I am struggling to find semirings that are sufficiently perverse to satisfy none of these cases and yet have $\left(1+b\right)\left(1+a\right)$ invertible. (It is easy to find cases where $1+a^3$ is invertible but $1+a$ is not; e.g., take $a = \begin{pmatrix} 0&1\\ 0&0 \end{pmatrix}$ in the matrix semiring $\mathbb{N}^{2\times 2}$.)
The real question I'm trying to answer is the following (some hopefully reasonably clear handwaving included):
Question 2. Assume we are given an identity that involves only positive integers, addition, multiplication and taking reciprocals. For example, the identity can be $\left(a^{-1} + b^{-1}\right)^{-1} = a \left(a+b\right)^{-1} b$ or the positive Woodbury identity $\left(a+ucv\right)^{-1} + a^{-1}u \left(c^{-1} + va^{-1}u\right)^{-1} va^{-1} = a^{-1}$. Assume that this identity always holds when the variables are specialized to arbitrary elements of an arbitrary ring, assuming that all reciprocals appearing in it are well-defined. Is it then true that this identity also holds when the variables are specialized to arbitrary elements of an arbitrary semiring, assuming that all reciprocals appearing in it are well-defined?
There is a natural case for "yes": After all, the same claim holds for commutative semirings, because in this case, it is possible to get rid of all reciprocals in the identity by bringing all fractions to a common denominator and then cross-multiplying with these denominators.

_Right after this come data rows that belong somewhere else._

PR #1513, opened 2021-06-17
Terminate cron

mayhem:
This PR is the sister PR to https://github.com/metabrainz/docker-server-configs/pull/173 .
This add the admin/cron_lock.py script that manages the cron lock file and is used by the docker-server-configs script/terminate-lb-cron.sh script.

### DIFF
--- a/admin/create-dumps.sh
+++ b/admin/create-dumps.sh
@@ -63,6 +63,9 @@ function on_exit {
         local duration=$(( $(date +%s) - START_TIME ))
         echo "create-dumps took ${duration}s to run"
     fi
+
+    # Remove the cron lock
+    admin/cron_lock.py unlock-cron
 }
 
 trap on_exit EXIT
@@ -88,6 +91,9 @@ else
     echo "Dump type must be one of 'full', 'incremental' or 'feedback'"
     exit
 fi
+
+# Lock cron, so it cannot be accidentally terminated.
+admin/cron_lock.py lock-cron "Creating $DUMP_TYPE dump."
 
 DUMP_TEMP_DIR="$DUMP_BASE_DIR/$SUB_DIR.$$"
 echo "DUMP_BASE_DIR is $DUMP_BASE_DIR"
--- a/admin/cron_lock.py
+++ b/admin/cron_lock.py
@@ -1,0 +1,84 @@
+#!/usr/bin/env python3
+
+import os
+import sys
+
+import click
+
+
+CRON_LOGS_DIR = "/logs"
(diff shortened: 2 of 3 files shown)


admin/cron_lock.py
```diff
@@ -0,0 +1,89 @@
...
+CRON_LOGS_DIR = "/logs"
+CRON_LOCK_FILE = os.path.join(CRON_LOGS_DIR, "cron.lock")
+
+
+def sanity_check():
+    """ Check to make sure the logs dir exists and that the CONTAINER_NAME env
+        var is set correctly for the cron container. If the PROD_ENV var is not
+        set, assume that we are not running in production and exist with success. """
+
+    if "PROD_ENV" not in os.environ:
```
alastair, line 18: where is this environment variable set? did you mean to check `DEPLOY_ENV=prod` ?

listenbrainz/listenstore/timescale_utils.py
```diff
@@ -114,6 +115,16 @@ def recalculate_all_user_data():
             pass
 
 
+def unlock_cron():
+    """ Unlock the cron container """
+
+    # Unlock the cron container
+    try:
+        subprocess.run(["admin/cron_lock.py", "unlock-cron"])
```
alastair, line 123: What will happen if we start the dumps at 4am on the 15th and then an hour later (5am according to crontab) we try and run refresh_listen_count_aggregate? From what I can tell here we'll fail to make the lock file (because it already exists) but this code won't fail due to the try/except. When the aggregate process finishes, we'll delete the dump lock.

admin/create-dumps.sh
```diff
@@ -63,6 +63,9 @@ function on_exit {
         local duration=$(( $(date +%s) - START_TIME ))
         echo "create-dumps took ${duration}s to run"
     fi
+
+    # Remove the cron lock
+    admin/cron_lock.py unlock-cron
```
alastair, line 68: In all other places in this file where we call python scripts, we call `python scriptname.py` rather than using +x. In order to maintain consistency I'd prefer to explicitly run python here.

alastair (changes requested):
Some questions about the interaction of multiple lock files, but otherwise fine

admin/cron_lock.py
mayhem: I really fucking hate dyslexia. :facepalm:

admin/create-dumps.sh
mayhem: Good call!

listenbrainz/listenstore/timescale_utils.py
mayhem: Also a good catch!

PR #1515, opened 2021-06-18
Silently drop empty or null mbids in listen submissions

amCap1712:
The existing checks are insufficient as they allow "", null, [] values for various mbid fields to pass through. We have decided to silently drop such empty fields without erroring.

### DIFF
--- a/listenbrainz/webserver/views/api_tools.py
+++ b/listenbrainz/webserver/views/api_tools.py
@@ -186,13 +186,13 @@ def validate_listen(listen, listen_type):
                 if len(tag) > MAX_TAG_SIZE:
                     raise APIBadRequest("JSON document may not contain track_metadata.additional_info.tags "
                                         "longer than %d characters." % MAX_TAG_SIZE, listen)
-        # MBIDs
+        # MBIDs, both of the mbid validation methods mutate the listen payload if needed.
         single_mbid_keys = ['release_mbid', 'recording_mbid', 'release_group_mbid', 'track_mbid']
         for key in single_mbid_keys:
-            verify_mbid_validity(listen, key, multi = False)
+            validate_single_mbid_field(listen, key)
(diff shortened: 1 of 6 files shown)


mayhem (approved):
:shipit:

listenbrainz/webserver/views/api_tools.py
```diff
@@ -186,13 +186,13 @@ def validate_listen(listen, listen_type):
...
-        # MBIDs
+        # MBIDs, both of the mbid validation methods mutate the listen payload if needed.
         single_mbid_keys = ['release_mbid', 'recording_mbid', 'release_group_mbid', 'track_mbid']
         for key in single_mbid_keys:
-            verify_mbid_validity(listen, key, multi = False)
+            validate_single_mbid_field(listen, key)
         multiple_mbid_keys = ['artist_mbids', 'work_mbids']
         for key in multiple_mbid_keys:
-            verify_mbid_validity(listen, key, multi = True)
+            validate_multiple_mbids_field(listen, key)
```
alastair, line 195: because the validate_listen method now mutates a listen in-place, I'd like to make it clear that this is the case. I'm not sure the best way to do this
At the very least, update the documentation to include this step.
Optionally, make this method _return_ the modified dictionary so that we can do
`listens = validate_listens(listens)`
This means that reading the code it will be clear to us that some modification is going on. Otherwise I can see us encountering something in the future where we forget that this is happening and make some assumption based on it.

alastair (commented):
Fine by me, just one comment about documentation/clarity on the behaviour of this method.

listenbrainz/webserver/views/api_tools.py
amCap1712: Agreed. Fixed now.

alastair (approved):
looks better now, thanks!

PR #1517, opened 2021-06-19
Speed up python tests in CI with sharding and tmpfs mounts

amCap1712:
The python tests take about 8-10 mins to execute usually. Using sharding, we spilt the tests into batches and run them parallelly using Github Actions' strategy matrix. One issue with the current approach is that the image is built for each batch. It would nice if we could split the image building and test running into different steps but that requires us to upload the image somewhere.

Another thing I was looking into is mounting a `tmpfs` volume in the database image. I tried that but didn't get noticeable performance gains, further that is only supported on Linux according to my understanding. I do not know if that means it will error on Docker Mac or just ignored. @alastair can you try running tests with this PR locally? If it just gets ignored, we can add it anyways.

### DIFF
--- a/.github/workflows/unit-tests.yml
+++ b/.github/workflows/unit-tests.yml
@@ -22,6 +22,10 @@ jobs:
 
     runs-on: ubuntu-latest
 
+    strategy:
+      matrix:
+        shard: [ 0, 1 ]
+
     steps:
     - uses: actions/checkout@v2
 
@@ -39,4 +43,4 @@ jobs:
       continue-on-error: true
 
     - name: Run tests
-      run: ./test.sh
+      run: ./test.sh --shard-id=${{ matrix.shard }} --num-shards=2
--- a/test.sh
+++ b/test.sh
@@ -210,8 +210,9 @@ if [ "$1" == "spark" ]; then
     echo "Running tests"
     docker-compose -f $SPARK_COMPOSE_FILE_LOC \
                    -p $SPARK_COMPOSE_PROJECT_NAME \
-                   -e PYTHONDONTWRITEBYTECODE=1 \
-                run --rm request_consumer \
+                run \
+                -e PYTHONDONTWRITEBYTECODE=1 \
+                --rm request_consumer \
                 dockerize -wait tcp://namenode:9000 -timeout 60s \
                 python -m pytest -c pytest.spark.ini "$@"
     RET=$?
--- a/test.sh
+++ b/test.sh
@@ -210,9 +210,10 @@ if [ "$1" == "spark" ]; then
     echo "Running tests"
     docker-compose -f $SPARK_COMPOSE_FILE_LOC \
                    -p $SPARK_COMPOSE_PROJECT_NAME \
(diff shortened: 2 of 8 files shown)


amCap1712:
I tried the uploading/downloading stuff I mentioned above. Github provides [upload-artifact](https://github.com/actions/upload-artifact) and [download-artifact](https://github.com/actions/download-artifact) actions. According to my understanding, these artifacts are separate from cache. Further, these artifacts count against the Actions storage quota. The settings shows that each organization has 2GB of that. But during tests on my repo, no usage shows up there. So, presumably public artifacts do not count against storage quota.

That said, the upload times need to considered for doing this. The spark image is ~1G after compression and takes <1 min to compress and ~2min to upload. This is on par with the best case build time. However, spark image builds usually take much more time. Its definitely a good contender for doing the artifact dance.

The LB python image used in unit tests and integration tests is ~250 MB. Assuming similar build speeds, expect a ~30s upload time and a similar compression time.

Anyways, its a bit funny we use the cache action to cache built docker image layers and also add some scripts to do the same steps to export the final image as an artifact.

amCap1712:
#1518 and #1519 together improve the running time of spark tests very well. Even in the event of cache-miss, the build takes 1.5mins and tests run 3x faster. All in all no need to do the artifact dance for spark tests now.

test.sh
```diff
@@ -205,22 +209,28 @@ if [ "$1" == "spark" ]; then
...
 fi
 
 if [ "$1" == "int" ]; then
+    if [ "$2" == "-b" ]; then
+        int_build
+        exit $?
+    fi
     echo "Taking down old containers"
     int_dcdown
-    echo "Building current setup"
```
alastair, line 221: one nice thing about the original code is that you can just run `./test.sh int` and it'll take care of everything - running a build if necessary and then doing tests. By moving it out into `-b` we have to remember to periodically run build if we change dependencies, etc. If you don't want to run a build each time during CI tests, I think my preference here would be to have a specific workflow for CI which is different to the developer interface

.github/workflows/unit-tests.yml
```diff
@@ -39,4 +43,4 @@ jobs:
       continue-on-error: true
 
     - name: Run tests
-      run: ./test.sh
+      run: ./test.sh --shard-id=${{ matrix.shard }} --num-shards=2
```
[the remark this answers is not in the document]
amCap1712: I didn't update unit tests so that we could compare unit and integration test runs side by side,

test.sh
amCap1712: Yeah, I was thinking this too. Currently, the sharding and artifact dance does not seem to improve tests run as much as I would have thought. I wondering if its worth to pursue this PR currently. This will probably be useful when we merge unit/integration tests but as things stand currently the gain in tests speed probably do not justify adding more stuff around this.

alastair:
@amCap1712 given your comments here, what do you think about this PR? Do you want to close it now and come back to it if we find that it's needed when we merge test runs together?

amCap1712:
Yes, happy to close for now.

PR #1518, opened 2021-06-20
Modify spark test configuration to make test execution faster

amCap1712:
Spark's defaults are optimized for large distributed datasets. Our test datasets are small and therefore altering the configuration to make test execution faster. This reduces the test execution time from ~9 mins to ~3 mins.

### DIFF
--- a/listenbrainz_spark/__init__.py
+++ b/listenbrainz_spark/__init__.py
@@ -50,6 +50,14 @@ def init_test_session(app_name):
                 .builder \
                 .master('local') \
                 .appName(app_name) \
+                .config("spark.sql.shuffle.partitions", "1") \
+                .config("spark.default.parallelism", "1") \
+                .config("spark.executor.cores", "1") \
+                .config("spark.executor.instances", "1") \
+                .config("spark.shuffle.compress", "false") \
+                .config("spark.rdd.compress", "false") \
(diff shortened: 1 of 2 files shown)


listenbrainz_spark/__init__.py
```diff
@@ -50,6 +50,14 @@ def init_test_session(app_name):
...
                 .master('local') \
                 .appName(app_name) \
+                .config("spark.sql.shuffle.partitions", "1") \
+                .config("spark.default.parallelism", "1") \
+                .config("spark.executor.cores", "1") \
+                .config("spark.executor.instances", "1") \
+                .config("spark.shuffle.compress", "false") \
+                .config("spark.rdd.compress", "false") \
+                .config("spark.dynamicAllocation.enabled", "false") \
+                .config("spark.io.compression.codec", "lz4") \
```
alastair, line 60: It'd be good to have a comment either here in this file or in the commit message explaining what these do, and optionally a link to a website that explains what these options mean.
You did a good description in the PR description, but putting it in comments or the commit message would mean less hoops to jump through to find a description (we could go from git log -> github commit page -> associated PR, but it'd be faster to just read a comment!)

alastair (approved):
I added a comment here explaining where the config items came from. OK to merge now.

PR #1519, opened 2021-06-20
Split spark docker image into base and dev/test

amCap1712:
The spark dockerfile can be broadly classified into two parts. The first part is downloading Java, Hadoop and Spark. This part is LB agnostic and will change infrequently, maybe a couple of times a year. Hadoop and Spark are downloaded from Apache mirrors and interestingly are often the bottleneck in the build.  I think it might be better if we split this not often changing part into a different dockerfile and push that to DockerHub. The LB specific code or anything that may change more frequently can remain in the dev/test image.


alastair (approved):
Looks good, thanks!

However, this strategy doesn't work for noncommutative semirings (and even simple-looking equalities of the form $ab^{-1} = cd^{-1}$ cannot be brought to a reciprocal-free form, if I am not mistaken). Question 1 is the instance of Question 2 for the identity
\begin{align}
\left(1+a^3\right)^{-1} \left(1+b^3\right)^{-1} \left(1+a\right) \left(\left(1+b\right)\left(1+a\right)\right)^{-1} \left(1+b\right) = \left(1+a^3\right)^{-1} \left(1+b^3\right)^{-1}
\end{align}
(where, of course, the only purpose of the $\left(1+a^3\right)^{-1} \left(1+b^3\right)^{-1}$ factors is to require the invertibility of $1+a^3$ and $1+b^3$). Indeed, if $\alpha$ and $\beta$ are two elements of a monoid such that $\beta\alpha$ is invertible, then we have the chain of equivalences
\begin{align}
\left(\alpha\text{ is invertible} \right)
\iff
\left(\beta\text{ is invertible} \right)
\iff
\left( \alpha \left(\beta\alpha\right)^{-1} \beta = 1 \right)
\end{align}
(easy exercise).
Best Answer
Tim Campion's idea works, though his example needs a little fixing. As in Tim's answer, we will find a rig with two elements $X$ and $Y$ such that $X+Y=1$ but $XY \neq YX$.
Let $(M,+,0)$ be any commutative monoid. Let $R$ be the set of endomorphisms of $M$ obeying $\phi(x+y)=\phi(x)+\phi(y)$ and $\phi(0)=0$. Then $R$ is a rig, with $(\alpha+\beta)(x) = \alpha(x) + \beta(x)$ and $(\alpha \beta)(x) = \alpha(\beta(x))$.
Let $M$ be $\{ 0,1,2 \}$ with $x+y \mathrel{:=} \max(x,y)$. Define \begin{gather*} \alpha(0) = 0,\ \alpha(1) = 0,\ \alpha(2) = 2 \\ \beta(0) = 0,\ \beta(1) = 1,\ \beta(2) = 1. \end{gather*} Then $\alpha+\beta=\mathrm{Id}$ but $\alpha \beta \neq \beta \alpha$.